1984

Ultimamente c’è un gran citare 1984 di Orwell a proposito della dittatura medianica, sanitaria, del pensiero unico (che ancora devono spiegarci cos’è) ecc. Ma il sospetto è che si cita senza averlo letto. Orwell questi temi neppure li conosceva e non poteva nel 1948, il dispotismo a cui allude lui è un altro, quello, ormai passato nei suoi tempi, hitleriano e quello incombente e che lui aborriva comunista-stalinista (essendo lui un convinto trotzkista), non a caso Big Brother (tradotto “Grande fratello”, ma che andrebbe invece inteso come “Fratello Maggiore” con le dovute differenze) è il ritratto di Stalin. Chiaro è che si tira l’acqua al proprio mulino senza conoscere (ad es. nel romanzo non è strumento di potere il pensiero unico ma il “bipensiero” una tecnica che spinge a prendere per vere delle affermazioni completamente illogiche oppure contrastanti allo stesso tempo, in modo che il soggetto sia facilmente manipolabile), ma nella lettura dei suoi contemporanei tutto ciò era evidente. Propongo alcuni stralci delle recensioni a 1984 dei due più ascoltati critici del tempo all’uscita del romanzo: Benedetto Croce e Roderigo di Castiglia, per chi non fosse informato pseudonimo di Palmiro Togliatti.

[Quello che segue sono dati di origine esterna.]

PR #670, opened 2025-02-25
Fix RuntimeError on Windows caused by integer overflow in np.prod

akemimadoka:
When running on Windows platforms, users encounter `RuntimeError: probability tensor contains either inf, nan or element < 0`

This issue is caused by NumPy's np.prod function defaulting to int32 type on Windows, when calculating n_elems for larger layers, int32 easily overflows
The overflow results in negative values, causing tensors reference to point to the beginning of the GGUF file instead of the correct location
Reading incorrect data leads to NaN values in calculations, triggering the runtime error

### DIFF
--- a/ktransformers/util/custom_gguf.py
+++ b/ktransformers/util/custom_gguf.py
@@ -27,6 +27,7 @@ import torch
 import KTransformersOps
 from .custom_loader import SafeTensorLoader
 import ctypes
+import math
 
 class GGMLQuantizationType(IntEnum):
     F32     = 0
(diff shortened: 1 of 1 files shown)


akemimadoka:
V0$AN}ZFBZV5E 486O2FKNW
SVU7~VGDRCLO@5_A$H3J32G
7@4`SO@K5Z3 GXUFTQ YZRL
3_BQ8`3PQF@4FCA1J)YNFA
5KYA7@L@WS`_OI8ZKX_C$OG

Atream:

Benedetto Croce da “La città del Dio Ateo” apparso sulla prima pagina del settimanale “Il Mondo”, anno I, n.34, 8 ottobre 1949, sotto una grande foto di Stalin corredata dalla didascalia “Mosca. L’ingresso dei partigiani della pace all’ombra del Maresciallo”:
Il nuovo Stato che il romanziere inglese George Orwell immagina trionfante in tutti i continenti nel 1984, è perfettamente consapevole che il potere non è un mezzo per un fine ma è “un fine per se stesso”, e che non si stabilisce una dittatura per garantire una rivoluzione, ma “si fa una rivoluzione per stabilire una dittatura”. In questo vuoto d’ogni ideale, ideale diventa il potere per se stesso, l’ateismo si costruisce un Dio ateo.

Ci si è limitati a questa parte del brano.